__Work request__: The data needs to be returned in full, exactly as it reads.
Records for this task Start Marker
PR #3702, opened 2023-03-08
update lnbits to 0.10.2 and use poetry instead of venv

dni:
as the title states, updating lnbits to 0.10.2 and installing/running it with poetry now
i did not test it on a raspiblitz yet ;(

LNbits version 0.10.2 will be releases very soon.

PR #3684, opened 2023-02-17
cln update to v23.02, backup-plugin update, add poetry

openoms:
fixing: #3675 #3676 #3677

on to testing

Issue #3632, opened 2023-01-25
Update lnbits to 0.10.2


rootzoll:
https://github.com/lnbits/lnbits/releases/tag/0.9.6

rootzoll:
Test update with data - especially with new dab scheme

PR #3703, opened 2023-03-08
update lnbits to 0.10.2 and use poetry instead of venv

dni:
follow up on https://github.com/rootzoll/raspiblitz/pull/3702

### DIFF
--- a/home.admin/config.scripts/bonus.lnbits.sh
+++ b/home.admin/config.scripts/bonus.lnbits.sh
@@ -631,7 +631,11 @@ if [ "$1" = "install" ]; then
   cd /home/lnbits/lnbits  || exit 1
 
   # check if poetry in installed, if not install it
-  sudo -u lnbits which poetry || sudo -u lnbits curl -sSL https://install.python-poetry.org | sudo -u lnbits python3 -
+  if ! sudo -u lnbits which poetry; then
+    echo "# install poetry"
+    sudo pip3 install --upgrade pip
+    sudo pip3 install poetry
+  fi
   # do install like this
   sudo -u lnbits poetry install
 
--- a/home.admin/config.scripts/bonus.lnbits.sh
+++ b/home.admin/config.scripts/bonus.lnbits.sh
@@ -724,33 +724,6 @@ if [ "$1" = "1" ] || [ "$1" = "on" ]; then
     exit 1
   fi
 
-<<<<<<< Updated upstream
-=======
-  # add lnbits user
-  echo "*** Add the 'lnbits' user ***"
-  sudo adduser --disabled-password --gecos "" lnbits
-
-  # get optional github parameter
-  githubUser="lnbits"
-  if [ "$3" != "" ]; then
-    githubUser="$3"
-  fi
-
-  # https://github.com/lnbits/lnbits/releases
-  tag="0.10.2"
-  if [ "$4" != "" ]; then
-    tag="$4"
-  fi
-
-  # install from GitHub
-  echo "# get the github code user(${githubUser}) branch(${tag})"
-  sudo rm -r /home/lnbits/lnbits 2>/dev/null
-  cd /home/lnbits
-  sudo -u lnbits git clone ${githubRepo} lnbits
-  cd /home/lnbits/lnbits
-  sudo -u lnbits git checkout ${tag} || exit 1
-
->>>>>>> Stashed changes
   # prepare .env file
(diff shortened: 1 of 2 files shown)


dni:
https://github.com/lnbits/lnbits/releases/tag/0.10.2

home.admin/config.scripts/bonus.lnbits.sh
```diff
@@ -627,24 +622,18 @@ if [ "$1" = "install" ]; then
...
+  sudo -u lnbits git clone https://github.com/${githubUser}/lnbits lnbits
   cd /home/lnbits/lnbits || exit 1
   sudo -u lnbits git checkout ${tag} || exit 1
 
   # to the install
   echo "# installing application dependencies"
   cd /home/lnbits/lnbits  || exit 1
 
+  # check if poetry in installed, if not install it
+  sudo -u lnbits which poetry || sudo -u lnbits curl -sSL https://install.python-poetry.org | sudo -u lnbits python3 -
```
openoms: we use poetry in more apps already namely CLN, backup-plugin and Suez (channel visualization tool). While updating those had difficulties with poetry being installed for different users as system side and poetry venv packages were mixed in unpredictably. I found that since we have python and pip installed under root we should have poetry too to not interfere with permissions. The changes have been merged recently in #3684

so would suggest to use:
```suggestion
  if ! sudo -u lnbits which poetry; then
    echo "# install poetry"
    sudo pip3 install --upgrade pip
    sudo pip3 install poetry
  fi
```

this change doesn't affect the `sudo -u lnbits poetry install` or `poetry run` lines below.

dni: i think its a great change, and checking the binary with `which` is the best thing to fall back to, imho.

dni: but still ```curl -sSL https://install.python-poetry.org | python3 -```is the recommended way to install poetry from their website.

openoms: Yes, this is a problem since the official script installs in a  folder not in the PATH in Debian and we need find a way to reliably add it to the PATH for all users (if installed for root) or for the dedicated user (which is even more problematic to test).

example to install for the `bitcoin` user where it is used already:
```
admin@192.168.3.175:~ ₿ curl -sSL https://install.python-poetry.org | sudo -u bitcoin python3 -
Retrieving Poetry metadata

# Welcome to Poetry!

This will download and install the latest version of Poetry,
a dependency and package manager for Python.

It will add the `poetry` command to Poetry's bin directory, located at:

/home/bitcoin/.local/bin

You can uninstall at any time by executing this script with the --uninstall option,
and these changes will be reverted.

Installing Poetry (1.4.0): Done

Poetry (1.4.0) is installed now. Great!

To get started you need Poetry's bin directory (/home/bitcoin/.local/bin) in your `PATH`
environment variable.

Add `export PATH="/home/bitcoin/.local/bin:$PATH"` to your shell configuration file.

Alternatively, you can call Poetry explicitly with `/home/bitcoin/.local/bin/poetry`.

You can test that everything is set up by executing:

`poetry --version`
```
Testing the PATH settings:
```
admin@192.168.3.175:~ ₿ sudo -u bitcoin which poetry; echo $?
1

admin@192.168.3.175:~ ₿ export PATH="/home/bitcoin/.local/bin:$PATH"
admin@192.168.3.175:~ ₿ sudo -u bitcoin which poetry; echo $?
1

admin@192.168.3.175:~ ₿ echo 'export PATH="/home/bitcoin/.local/bin:$PATH"' | sudo tee -a /home/bitcoin/.bashrc
admin@192.168.3.175:~ ₿ sudo -u bitcoin which poetry; echo $?
1
```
Records for this task End Marker
__Expected output__:
PR #3702, opened 2023-03-08
update lnbits to 0.10.2 and use poetry instead of venv

dni:
as the title states, updating lnbits to 0.10.2 and installing/running it with poetry now
i did not test it on a raspiblitz yet ;(

LNbits version 0.10.2 will be releases very soon.

PR #3684, opened 2023-02-17
cln update to v23.02, backup-plugin update, add poetry

openoms:
fixing: #3675 #3676 #3677

on to testing

Issue #3632, opened 2023-01-25
Update lnbits to 0.10.2


rootzoll:
https://github.com/lnbits/lnbits/releases/tag/0.9.6

rootzoll:
Test update with data - especially with new dab scheme

PR #3703, opened 2023-03-08
update lnbits to 0.10.2 and use poetry instead of venv

dni:
follow up on https://github.com/rootzoll/raspiblitz/pull/3702

### DIFF
--- a/home.admin/config.scripts/bonus.lnbits.sh
+++ b/home.admin/config.scripts/bonus.lnbits.sh
@@ -631,7 +631,11 @@ if [ "$1" = "install" ]; then
   cd /home/lnbits/lnbits  || exit 1
 
   # check if poetry in installed, if not install it
-  sudo -u lnbits which poetry || sudo -u lnbits curl -sSL https://install.python-poetry.org | sudo -u lnbits python3 -
+  if ! sudo -u lnbits which poetry; then
+    echo "# install poetry"
+    sudo pip3 install --upgrade pip
+    sudo pip3 install poetry
+  fi
   # do install like this
   sudo -u lnbits poetry install
 
--- a/home.admin/config.scripts/bonus.lnbits.sh
+++ b/home.admin/config.scripts/bonus.lnbits.sh
@@ -724,33 +724,6 @@ if [ "$1" = "1" ] || [ "$1" = "on" ]; then
     exit 1
   fi
 
-<<<<<<< Updated upstream
-=======
-  # add lnbits user
-  echo "*** Add the 'lnbits' user ***"
-  sudo adduser --disabled-password --gecos "" lnbits
-
-  # get optional github parameter
-  githubUser="lnbits"
-  if [ "$3" != "" ]; then
-    githubUser="$3"
-  fi
-
-  # https://github.com/lnbits/lnbits/releases
-  tag="0.10.2"
-  if [ "$4" != "" ]; then
-    tag="$4"
-  fi
-
-  # install from GitHub
-  echo "# get the github code user(${githubUser}) branch(${tag})"
-  sudo rm -r /home/lnbits/lnbits 2>/dev/null
-  cd /home/lnbits
-  sudo -u lnbits git clone ${githubRepo} lnbits
-  cd /home/lnbits/lnbits
-  sudo -u lnbits git checkout ${tag} || exit 1
-
->>>>>>> Stashed changes
   # prepare .env file
(diff shortened: 1 of 2 files shown)


dni:
https://github.com/lnbits/lnbits/releases/tag/0.10.2

home.admin/config.scripts/bonus.lnbits.sh
```diff
@@ -627,24 +622,18 @@ if [ "$1" = "install" ]; then
...
+  sudo -u lnbits git clone https://github.com/${githubUser}/lnbits lnbits
   cd /home/lnbits/lnbits || exit 1
   sudo -u lnbits git checkout ${tag} || exit 1
 
   # to the install
   echo "# installing application dependencies"
   cd /home/lnbits/lnbits  || exit 1
 
+  # check if poetry in installed, if not install it
+  sudo -u lnbits which poetry || sudo -u lnbits curl -sSL https://install.python-poetry.org | sudo -u lnbits python3 -
```
openoms: we use poetry in more apps already namely CLN, backup-plugin and Suez (channel visualization tool). While updating those had difficulties with poetry being installed for different users as system side and poetry venv packages were mixed in unpredictably. I found that since we have python and pip installed under root we should have poetry too to not interfere with permissions. The changes have been merged recently in #3684

so would suggest to use:
```suggestion
  if ! sudo -u lnbits which poetry; then
    echo "# install poetry"
    sudo pip3 install --upgrade pip
    sudo pip3 install poetry
  fi
```

this change doesn't affect the `sudo -u lnbits poetry install` or `poetry run` lines below.

dni: i think its a great change, and checking the binary with `which` is the best thing to fall back to, imho.

dni: but still ```curl -sSL https://install.python-poetry.org | python3 -```is the recommended way to install poetry from their website.

openoms: Yes, this is a problem since the official script installs in a  folder not in the PATH in Debian and we need find a way to reliably add it to the PATH for all users (if installed for root) or for the dedicated user (which is even more problematic to test).

example to install for the `bitcoin` user where it is used already:
```
admin@192.168.3.175:~ ₿ curl -sSL https://install.python-poetry.org | sudo -u bitcoin python3 -
Retrieving Poetry metadata

# Welcome to Poetry!

This will download and install the latest version of Poetry,
a dependency and package manager for Python.

It will add the `poetry` command to Poetry's bin directory, located at:

/home/bitcoin/.local/bin

You can uninstall at any time by executing this script with the --uninstall option,
and these changes will be reverted.

Installing Poetry (1.4.0): Done

Poetry (1.4.0) is installed now. Great!

To get started you need Poetry's bin directory (/home/bitcoin/.local/bin) in your `PATH`
environment variable.

Add `export PATH="/home/bitcoin/.local/bin:$PATH"` to your shell configuration file.

Alternatively, you can call Poetry explicitly with `/home/bitcoin/.local/bin/poetry`.

You can test that everything is set up by executing:

`poetry --version`
```
Testing the PATH settings:
```
admin@192.168.3.175:~ ₿ sudo -u bitcoin which poetry; echo $?
1

admin@192.168.3.175:~ ₿ export PATH="/home/bitcoin/.local/bin:$PATH"
admin@192.168.3.175:~ ₿ sudo -u bitcoin which poetry; echo $?
1

admin@192.168.3.175:~ ₿ echo 'export PATH="/home/bitcoin/.local/bin:$PATH"' | sudo tee -a /home/bitcoin/.bashrc
admin@192.168.3.175:~ ₿ sudo -u bitcoin which poetry; echo $?
1
```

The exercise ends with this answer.